### WHAT THE TASK ASKS
Every line from the one with "Add ID field if it's missing from query spec" to the final line of the listing below should be repeated exactly, and only those.

### SUPPLIED RECORDS
PR #1040, opened 2016-01-28
Add ID field if it's missing from query spec

bhariharan:


bhariharan:
@wmathurin I'm considering doing something similar for ```LAST_MODIFIED_DATE``` if it's missing, since that's special too. What do you think?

### YOUR SOLUTION
Add ID field if it's missing from query spec

bhariharan:


bhariharan:
@wmathurin I'm considering doing something similar for ```LAST_MODIFIED_DATE``` if it's missing, since that's special too. What do you think?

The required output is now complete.